Hello and a very warm welcome to Radio Prague. I'm Ray Furlong and we begin with the news headlines.
Those are the headlines, and now the news in more detail.
The leader of the main opposition Social Democrats, Milos Zeman, has made serious allegations against the former interior minister, Jan Ruml, who is now head of the Freedom Union. At a press conference on Monday, Zeman produced a letter allegedly written by Ruml in September last year on Monday asking the intelligence service to probe Western reaction to the fall of the Klaus government, which occured two months later. Zeman also said he had secret information showing that Ruml was behind the so-called Bamberg affair, designed to discredit the Social Democrats. Ruml has vigorously denied the accusations, and said that previous scandals unearthed by Zeman in the past had all come to nothing.
The Czech President, Vaclav Havel, is spending his last full day at Innsbruck hospital. Tomorrow he will meet with his Austrian counterpart, Thomas Klestil, before leaving for Prague by air ambulance. On Monday he made his first public appearance since falling ill two weeks ago. Havel appeared before television cameras at Innsbruck hospital to sign orders promoting seven Czech generals. In pictures broadcast on Czech television, the president walked without difficulty into the room where the ceremony was held, and appeared to be on the road to recovery. He made a brief speech lasting around a minute and a half, in which he thanked people for their concern over his health - as well as his doctors for returning him to public life in the crucial pre-election period. Earlier on Monday, Havel had had tracheotomy removed from his neck.
Roman Ceska, the head of the National Property Fund, has announced his resignation. Ceska said he was leaving the country's main privatisation agency after recent events in Parliament, where the absence of many right-wing deputies enabled left-wing parties to push through a resolution calling for privatisation to be halted. The cabinet subsequently re-affirmed its committment to privatisation, but Ceska said he had now made the decision to go. Nevertheless, his decision does not take affect until members of Parliament elect a new managerial board for the National Property Fund in their May session. Ceska said his resignation came at a time when most privatisation had been completed, but when sell-offs of strategic companies could no longer be expected.
The Czech Foreign Minister, Jaroslav Sedivy, continues his visit to Argentina today by meeting local politicians and accepting an honorary doctorate from one of the country's universities. On Monday he held talks with President Carlos Menem and with Foreign Minister Guido di Tella - discussing, among other things, the question of visa-free contact between the two countries. Sedivy said he had originally thought he would be signing a deal of visa- free contacts during his visit, but that now the accord would probably be signed in June.

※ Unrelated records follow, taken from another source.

PR #1642, opened 2017-02-15
Third party resource backend

maciaszczykm:
To do:

- [x] list endpoint
- [x] detail endpoint
- [x] tests

Question marks:

- ~~Should third party resources be namespaced?~~

Currently handling third party resources as templates, in the next pull request I'll add endpoints for getting third party objects.


maciaszczykm:
Regarding namespacing third party resources, from [documentation](https://kubernetes.io/docs/user-guide/thirdpartyresources/):

> When you create a new ThirdPartyResource, the Kubernetes API Server reacts by creating a new, namespaced RESTful resource path. For now, non-namespaced objects are not supported. As with existing built-in objects, deleting a namespace deletes all custom objects in that namespace. **ThirdPartyResources themselves are non-namespaced and are available to all namespaces.**

maciaszczykm:
@kubernetes/dashboard-maintainers One more remark, what about changing other package file names to make them shorter like it's done here?  `common.go`, `details.go` etc.

PR #1654, opened 2017-02-17
cap the replica set limit at 10

jsloyer:
capping the cleanup policy at a reasonable limit so a bunch of replica sets are left around


rf232:
Thanks, looks like a good default indeed

PR #4087, opened 2019-07-18
add tmp-volume to metrics-scraper

MarkDeckert:
Add an emptyDir /tmp volume to the metrics-scraper so it doesn't have to run as root.  Matches setup with the dashboard itself.


MarkDeckert:
sorry about multiple commits.  Didn't realize at first there was slightly different indenting between all the yamls

floreks:
Thanks!

/lgtm

Issue #4069, opened 2019-07-17
Add plugin support on the frontend


ajatprabha:
##### What would you like to be added
#4017 adds support for serving plugins from the backend. The dashboard should be able to consume them and mount them in the UI.

##### Why is this needed
See Ref: #1832 

##### TODOs
- [x] Add plugin discovery service to dashboard
- [x] Mount plugins in the UI
- [x] Add routing for plugins
- [x] Error Handling
- [ ] Plugin support feature should be toggleable during production build until a stable version is released

ajatprabha:
Closing since #4094 is merged.

PR #4094, opened 2019-07-19
Add plugin support on the frontend

ajatprabha:
Ref: #4069 
- [x] List registered plugins in a ResourceList based component
- [x] Add a link to all plugins in the Sidebar
- [x] Add a route for plugin UI to render
- [x] Render the AOT compiled plugin at runtime.
- [x] Error Handling
- [x] Fetch plugins based on the namespace


ajatprabha:
Current progress:
1. List of installed plugins  

Screenshot from 2019-07-22 17-04-19

2. A sample plugin displaying available pods in the cluster  

Screenshot from 2019-07-22 17-03-43

maciaszczykm:
Testing it :)

maciaszczykm:
The plugin works, that's great.

Few remarks from my side:
- If there is no `Plugin` CRD registered in the cluster I'd avoid listing `Plugins` in the menu. Thanks to that users can use dashboard like they do now if the have no plugins. Otherwise, when they enter plugin page they will see errors:

Zrzut ekranu 2019-07-25 o 11 34 45

Another thing to consider here might be adding CRD from our backend and listing `Plugins` in the menu only if there are any plugins in the cluster.

- I'd like to know more how the plugins can be created. Which parts of the backend I can use, which parts of the frontend I can use. How to build the plugins. It will require some detailed documentation.

- Can you add plugin that uses material design card and styling is similar to the rest of the app? It would be valuable to show it to the people.

- I'd really appreciate possibility to pin some of the plugins to the menu like we advised for CRDs. I mean in this demo `plugin1` could be pinned to the menu and then appear just under `Plugins`. Like `Pods` appear under `Workloads`.

At the moment that's it. I really appreciate all the effort and I think most crucial part is already done. Keep it up!

floreks:
I have found couple of issues while testing:
- Not working with secure Dashboard (login enabled)
Zrzut ekranu z 2019-07-25 12-19-29
- Delete and edit is available on the plugin list but it is not working
Zrzut ekranu z 2019-07-25 12-24-36
- Sorting not applied on the plugin list when first entering the page, only after manually hitting sort or clicking again on `Plugins` entry.

Questions:
1. How dependencies are calculated?
2. Are we able to inject plugin view into any view?

Besides that, really nice progress. It looks better and better.

src/app/frontend/common/services/global/plugin.config.ts
```diff
@@ -0,0 +1,66 @@
+// Copyright 2017 The Kubernetes Authors.
```
floreks: You can rename it to simply `plugin.ts`.

src/app/frontend/common/services/global/plugin.config.ts
```diff
@@ -0,0 +1,66 @@
...
+// limitations under the License.
+
+import {HttpClient} from '@angular/common/http';
+import {Injectable} from '@angular/core';
+import {AppConfig} from '@api/backendapi';
+import {VersionInfo} from '@api/frontendapi';
+import {Observable} from 'rxjs/Observable';
+import {version} from '../../../environments/version';
+
+interface PluginMetadata {
```
floreks: Can we move those interfaces to `frontendapi.ts` typings?

PR #4101, opened 2019-07-21
Help access dashboard with v2

feloy:


README.md
```diff
@@ -31,6 +31,12 @@ Now access Dashboard at:
 [`http://localhost:8001/api/v1/namespaces/kube-system/services/https:kubernetes-dashboard:/proxy/`](
 http://localhost:8001/api/v1/namespaces/kube-system/services/https:kubernetes-dashboard:/proxy/).
 
+Or, if you are using the v2:
+
+[`http://localhost:8001/api/v1/namespaces/kubernetes-dashboard/services/https:kubernetes-dashboard:/proxy/`](
```
maciaszczykm: There is no v2 mention anywhere else in the menu. I'd rephrase:

```
**NOTE**: If you are using one of v2.0.0 beta releases then use: ...
```

Adding some link to the latest beta release might be good idea too.

@floreks @jeefy WDYT?

floreks: We'd have to add it also for latest v1.

floreks: Actually, I'd rather mention v2 only in the README and move v1 access part to the docs. We could only mention that if you want to use `v1` follow this guide.

PR #4143, opened 2019-07-30
add metrics-provider's no check metrics option

xieyanker:
I add a metrics-provider's option, it can cancel metrics' check, otherwise it will log a plenty of loggs if my k8s cluster no sidecar or heapster exist.

### DIFF
--- a/src/app/backend/dashboard.go
+++ b/src/app/backend/dashboard.go
@@ -56,7 +56,7 @@ var (
 		"to connect to in the format of protocol://address:port, e.g., "+
 		"http://localhost:8080. If not specified, the assumption is that the binary runs inside a "+
 		"Kubernetes cluster and local discovery is attempted.")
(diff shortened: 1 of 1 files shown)


src/app/backend/dashboard.go
```diff
@@ -130,8 +130,10 @@ func main() {
 	case "heapster":
 		integrationManager.Metric().ConfigureHeapster(args.Holder.GetHeapsterHost()).
 			EnableWithRetry(integrationapi.HeapsterIntegrationID, time.Duration(args.Holder.GetMetricClientCheckPeriod()))
+	case "noprovider":
```
floreks: I'd change that to `none`.

@maciaszczykm WDYT?

maciaszczykm: I agree.

xieyanker: Thank you for your reply, done!

PR #4151, opened 2019-08-01
Use binary search in getLineIndex method

### LINKED ISSUE #3900: Use binary search in getLineIndex method
Timestamps should be compared.

eloyekunle:
Closes #3900

### DIFF
--- a/src/app/backend/resource/container/logs_test.go
+++ b/src/app/backend/resource/container/logs_test.go
@@ -15,6 +15,7 @@
 package container
 
 import (
+	"fmt"
 	"reflect"
 	"testing"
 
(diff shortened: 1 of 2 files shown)


src/app/backend/resource/container/logs_test.go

The Czech statistics office has made new growth forecasts for 1998, predicting the economy will be less bouyant than it originally expected. The office now expects growth will be 1.4 percent, compared to an original forecast of 1.9 percent. It said the reason for the less optimistic prediction was that both government spending and private investment were down. Additionally, domestic demand is stagnant and wage increases minimal. Reacting to the gloomy new figures, central bank governor Pavel Kysilka said higher growth was possible - but that it depended entirely on exporters, who were the dynamo of the economy at present. He also urged for more resolve in the fight against inflation, currently stuck at around ten percent, arguing that without reducing inflation there would be no improvement in the long term.
The Interior Minister, Cyril Svoboda, has said he is looking into reports that the head of the Prague police was involved in human rights violations during the communist era. Svoboda described as "very serious" the reports that the current Prague police chief interrogated dissidents in 1989 at the notorious secret police base in Bartolomejska street.
The Silesian town of Hlucin has applied for UNESCO to put its former Czechoslovak border fortifications on its list of world protected sites, the town mayor told journalists today. The fortifications are part of a chain which originally ran along much of the length of pre-war Czechoslovakia's borders with Germany and Poland. They were never used for their intended function of defending the 1st Czechoslovak Republic, but the underground corridors and gun emplacements near Hlucin have served as a military museum for ten years. Local officials say the site is unique, and point out that thousands of visitors from all over the world admire it every year.
And finally, today marks the 53rd anniversary of the Prague Uprising, the bloody events at the end of World War Two when the people of the Czech capital took up arms against the German occupiers. The event is being marked by the Czech veterans' association with a memorial act at Prague's Old Town Hall, which was largely destroyed in the fighting. Senate Chairman and former prime minister Petr Pithart is also delivering an address at another memorial ceremony outside the Czech Radio building here on Vinohradska street. The new head of the general staff, Jiri Sedivy, has also marked the anniversary - thanking veterans of the uprising at a gathering held yesterday.